See the below comment in the code:
" This module is concerned with executing SubPlan expression nodes,
which should not be confused with sub-SELECTs appearing in FROM.
SubPlans are divided into "initplans", which are those that need only
one evaluation per query (among other restrictions, this requires that
they don't use any direct correlation variables from the parent plan
level), and "regular" subplans, which are re-evaluated every time
their result is required.

> and what type of
> query this helps.
>

Serial-Plan
-----------------
postgres=# explain select * from t1 where t1.k=(select max(k) from t3);
QUERY PLAN
--------------------------------------------------------------------
Seq Scan on t1 (cost=35.51..71.01 rows=10 width=12)
Filter: (k = $0)
InitPlan 1 (returns $0)
-> Aggregate (cost=35.50..35.51 rows=1 width=4)
-> Seq Scan on t3 (cost=0.00..30.40 rows=2040 width=4)
(5 rows)

Parallel-Plan
--------------------
postgres=# explain select * from t1 where t1.k=(select max(k) from t3);
QUERY PLAN
---------------------------------------------------------------------------------------
Gather (cost=9.71..19.38 rows=2 width=12)
Workers Planned: 2
Params Evaluated: $1
InitPlan 1 (returns $1)
-> Finalize Aggregate (cost=9.70..9.71 rows=1 width=4)
-> Gather (cost=9.69..9.70 rows=2 width=4)
Workers Planned: 2
-> Partial Aggregate (cost=9.69..9.70 rows=1 width=4)
-> Parallel Seq Scan on t3 (cost=0.00..8.75
rows=375 width=4)
-> Parallel Seq Scan on t1 (cost=0.00..9.67 rows=1 width=12)
Filter: (k = $1)
(11 rows)

Here, you can observe that initplan itself gets parallelized and the
part of plan tree referring initplan also got parallelized.
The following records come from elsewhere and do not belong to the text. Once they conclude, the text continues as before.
Issue #253, opened 2025-01-11
X11: Crash when resizing winit example window


FreeFull:
When running softbuffer's winit example under X11, it seems it's not guaranteed that `window.inner_size();` matches the latest processed `WindowEvent::Resized`. This can lead to an index out of bounds panic in the example's redraw code.

To reproduce, in an X11 environment:
```
cargo run --example winit
```
and then resize the window rapidly. It's also reproducible with `--release`, but not as easily. I'm not actually sure if this should be considered a bug with the example, or with winit itself.

Issue #83, opened 2023-03-31
Investigate more optimal way to implement macOS backend


ids1024:
Apparently macOS (and iOS, https://github.com/rust-windowing/softbuffer/issues/43) has a framework called [`IOSurface`](https://developer.apple.com/documentation/iosurface) for exchanging framebuffers and textures between processes, which sounds similar to the idea behind dmabufs on Linux. I think we should be use `IOSurfaces` for a front and back buffer, and use `IOSurfaceGetBaseAddress` to get a pointer to write into for no-copy presentation (https://github.com/rust-windowing/softbuffer/pull/65)? Assuming it can work with the right pixel format.

Or are there issues with this, or a better way?

ids1024:
http://russbishop.net/cross-process-rendering describes how it is possible to create an `IOSurface` with a size and format, access it from CPU, and set it as the `contents` of a `CALayer`.

* How would writing to the `IOSurface` from CPU perform? It would be good to have someone with a Mac that has a discrete GPU test this.
* Synchronization: how do we make sure the surface is no longer in use by the display server when re-using it?

ids1024:
Or possibly we could just use `CGImage` is is currently used, but with a [`CGDataProvider`](https://developer.apple.com/documentation/coregraphics/cgdataprovider) that reads from memory we can mutate? Presumably `CGImage`/`CGDataProvider` assume the memory isn't mutated, but we could do that once the provider is released. But that isn't so simple without any guarantees about when it will be released, and since we probably can't block waiting for that either.

ids1024:
So comparing these:
* `IOSurface`
  - With unified memory, this should let us write directly into the memory the GPU, to be truly no-copy. With a discrete GPU, a DMA transfer is required to get it into GPU memory. With integrated graphics on Intel macs, I think memory wouldn't be "unified" and it may need to copy from the portion of the memory allocated to the CPU to the portion allocated to the GPU?
  - Not sure how the synchronize, and make sure the `IOSurface` is no longer in use by the display server.
* `CGImage` with custom `CGDataProvider`
  - Saves the copy currently happening in the softbuffer backend, but CoreGraphics still needs to upload the data to GPU? (Into an `IoSurface` that is sent to the display server?)
     * Is there any possibility this upload could perform better than CPU access to the `IOSurface`? Presumably this is worse with unified memory, but maybe not otherwise?
  - Clear behavior with a release callback when it is no longer used by CoreGraphics
[...]

PR #254, opened 2025-01-23
Update `objc2` to `v0.6`, and use new `objc2-core-graphics` crate

madsmtm:
`objc2` now provides an interface to CoreGraphics, which has automatic memory management, and interfaces better with the other `objc2-*` crates. Note that this doesn't have the `CGDataProvider` helper we were using before, but I'd argue that's actually a benefit, since it forces us to implement the data provider ourselves (and makes it very visible that that's a place where there's room for improvement).

Another notable change is the introduction of `Retained::downcast`, which we use to ensure that our types are correct in the key-value observer (instead of blindly casting, and hoping that they are).

This requires an MSRV bump to Rust 1.71 to get access to `extern "C-unwind"` functions.

### DIFF
--- a/.github/workflows/ci.yml
+++ b/.github/workflows/ci.yml
@@ -31,7 +31,7 @@ jobs:
     strategy:
       fail-fast: false
       matrix:
-        rust_version: ['1.70.0', stable, nightly]
+        rust_version: ['1.71.0', stable, nightly]
         platform:
           - { target: x86_64-pc-windows-msvc,   os: windows-latest,  }
           - { target: i686-pc-windows-msvc,     os: windows-latest,  }
@@ -51,7 +51,7 @@ jobs:
           - { target: wasm32-unknown-unknown,   os: ubuntu-latest,   }
         exclude:
           # Orbital doesn't follow MSRV
-          - rust_version: '1.70.0'
+          - rust_version: '1.71.0'
             platform: { target: x86_64-unknown-redox, os: ubuntu-latest }
         include:
           - rust_version: nightly
@@ -96,11 +96,9 @@ jobs:
       run: sudo apt-get install gcc-multilib
 
     - name: Pin deps that break MSRV
-      if: matrix.rust_version == '1.70.0'
+      if: matrix.rust_version == '1.71.0'
       run: |
-        cargo update -p ahash --precise 0.8.7
         cargo update -p bumpalo --precise 3.14.0
-        cargo update -p objc2-encode --precise 4.0.3
 
     - name: Build crate
       shell: bash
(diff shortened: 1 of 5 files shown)


ids1024:
Looks like the released `winit` only requires 1.70.0 (`master` requires 1.73), but the bump here is still well within the rust-windowing MSRV policy, so it seems perfectly reasonable.

> Note that this doesn't have, but I'd argue that's actually a benefit, since it forces us to implement the data provider ourselves

I think there's a word or two missing in this sentence after "doesn't have"? `CGImage` maybe?

.github/workflows/ci.yml
```diff
@@ -96,7 +96,7 @@ jobs:
       run: sudo apt-get install gcc-multilib
 
     - name: Pin deps that break MSRV
-      if: matrix.rust_version == '1.70.0'
+      if: matrix.rust_version == '1.71.0'
       run: |
         cargo update -p ahash --precise 0.8.7
         cargo update -p bumpalo --precise 3.14.0
```
ids1024, line 102: Looks like neither of these should be needed now? And the first is causing CI errors.

madsmtm:
> > Note that this doesn't have, but I'd argue that's actually a benefit, since it forces us to implement the data provider ourselves
> 
> I think there's a word or two missing in this sentence after "doesn't have"? `CGImage` maybe?

Added "the `CGDataProvider` helper we were using before", thanks.

(I'd have linked to the helper, but [it's marked `#[doc(hidden)]`](https://docs.rs/core-graphics/0.24.0/src/core_graphics/data_provider.rs.html#41), which makes it a bit difficult).

ids1024:
It was a while ago, but I was wondering if we could do something custom with the `CGDataProvider` to swap between buffers instead of allocating each present (https://github.com/rust-windowing/softbuffer/issues/83#issuecomment-1499420842). So yeah, not having that helper in `objc2` isn't necessarily a bad thing.

Testing on an M1 Mac Mini, I see an `index out of bounds error` in the `winit` example trying to resize the window, but that seems to happen on `master` too... not something I see on Linux/Wayland, anyway. Perhaps the same issue as https://github.com/rust-windowing/softbuffer/issues/253.

src/backends/cg.rs
```diff
@@ -307,21 +290,47 @@ impl<D: HasDisplayHandle, W: HasWindowHandle> BufferInterface for BufferImpl<'_,
...
-        );
-        let contents = unsafe { (image.as_ptr() as *mut AnyObject).as_ref() };
+        unsafe extern "C-unwind" fn release(
+            _info: *mut c_void,
+            data: NonNull<c_void>,
+            size: usize,
+        ) {
+            let data = data.cast::<u32>();
+            let slice = slice_from_raw_parts_mut(data.as_ptr(), size / size_of::<u32>());
+            // SAFETY: This is the same slice that we
```
ids1024, line 300: The end of this comment is missing.

ids1024:
I can't claim expertise with the CoreGraphics APIs, but most of this seems like a straightforward change from the old API, and the `into_raw`/`from_raw` part seems correct.

ids1024:
Ah right. Forgot to try that, and of course I have an old `Cargo.lock`. Seems to work fine after a `cargo update`.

The other example from regression test is:

explain (costs off)
select count(*) from tenk1
where tenk1.unique1 = (Select max(tenk2.unique1) from tenk2);
QUERY PLAN
------------------------------------------------------
Aggregate
InitPlan 1 (returns $2)
-> Finalize Aggregate
-> Gather
Workers Planned: 2
-> Partial Aggregate
-> Parallel Seq Scan on tenk2
-> Gather
Workers Planned: 4
Params Evaluated: $2
-> Parallel Seq Scan on tenk1
Filter: (unique1 = $2)
(12 rows)

I can share more examples if required.

>> (b) "Parallelise queries that contains expensive functions in target
>> lists" (Commits - 3f90ec8597c3515e0d3190613b31491686027e4b and
>> 11cf92f6e2e13c0a6e3f98be3e629e6bd90b74d5).
>
> So we generate the entire query before the target list function calls,
> the run another parallel run just for those function calls?
>

No, it is not like that. We divide the scan among workers and each
worker should perform projection of the rows it scanned (after
applying filter). Now, if the expensive functions are part of target
lists, then we can push the computation of expensive functions (as
part of target list) in workers which will divide the work.

> Really? Do
> we run each column in its own worker or do we split the result set into
> parts and run those in parallel? How do we know, just the function call
> costs?
>

The function's cost can be determined via pg_proc->procost. For this
particular case, you can refer the call graph -
create_pathtarget->set_pathtarget_cost_width->cost_qual_eval_node->cost_qual_eval_walker->get_func_cost

> I can admit I never saw that coming.
>

I think the use case becomes interesting with parallel query because
now you can divide such cost among workers.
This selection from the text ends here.